- WHAT YOU ARE ASKED TO DO -
Copy each line of the listing where the word "devloglogan" can be found.

Segment Start: SUPPLIED DATA

PR #355, opened 2025-09-08
Fix vendor performance metrics setter logic

devloglogan:
Dumb typo on my end slipped in and went uncaught because I wasn't initializing `provider` as `nullptr`. 🙂 This should be correct now.

### DIFF
--- a/plugin/src/main/cpp/classes/openxr_vendor_performance_metrics.cpp
+++ b/plugin/src/main/cpp/classes/openxr_vendor_performance_metrics.cpp
@@ -66,15 +66,12 @@ bool OpenXRVendorPerformanceMetrics::is_enabled() {
 }
 
 void OpenXRVendorPerformanceMetrics::set_vendor_performance_metrics_provider(OpenXRVendorPerformanceMetricsProvider *p_provider) {
-	if (provider == p_provider) {
+	if (provider != nullptr && provider->is_enabled()) {
+		WARN_PRINT("An OpenXRVendorPerformanceMetricsProvider is already set; ignoring new provider");
 		return;
 	}
 
 	provider = p_provider;
-}
-
-OpenXRVendorPerformanceMetricsProvider *OpenXRVendorPerformanceMetrics::get_vendor_performance_metrics_provider() {
-	return provider;
 }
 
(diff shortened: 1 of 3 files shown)


plugin/src/main/cpp/classes/openxr_vendor_performance_metrics.cpp
```diff
@@ -66,7 +66,8 @@ bool OpenXRVendorPerformanceMetrics::is_enabled() {
 }
 
 void OpenXRVendorPerformanceMetrics::set_vendor_performance_metrics_provider(OpenXRVendorPerformanceMetricsProvider *p_provider) {
-	if (provider == p_provider) {
+	if (provider != nullptr && provider->is_enabled()) {
+		UtilityFunctions::print_verbose("An OpenXRVendorPerformanceMetricsProvider is already set; ignoring new provider");
```
m4gr3d: Should this be a warning? 
More than one provider being active means that the runtime supports multiple performance metrics extensions, so we may want to explicitly call this out to the developer.

plugin/src/main/cpp/include/classes/openxr_vendor_performance_metrics.h
```diff
@@ -77,7 +77,7 @@ class OpenXRVendorPerformanceMetrics : public Object {
 private:
 	static OpenXRVendorPerformanceMetrics *singleton;
 
-	OpenXRVendorPerformanceMetricsProvider *provider;
+	OpenXRVendorPerformanceMetricsProvider *provider = nullptr;
```
m4gr3d, line 79: Do we still need the getter for this field?

plugin/src/main/cpp/classes/openxr_vendor_performance_metrics.cpp
devloglogan: Ultimately I was on the fence on if it should be a warning or not; but I'm OK with either. I've made it a warning in the latest push!

plugin/src/main/cpp/include/classes/openxr_vendor_performance_metrics.h
devloglogan: Ha, good point! I've removed the getter.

Segment End: SUPPLIED DATA

- RESULT BELOW -
devloglogan:
devloglogan: Ultimately I was on the fence on if it should be a warning or not; but I'm OK with either. I've made it a warning in the latest push!
devloglogan: Ha, good point! I've removed the getter.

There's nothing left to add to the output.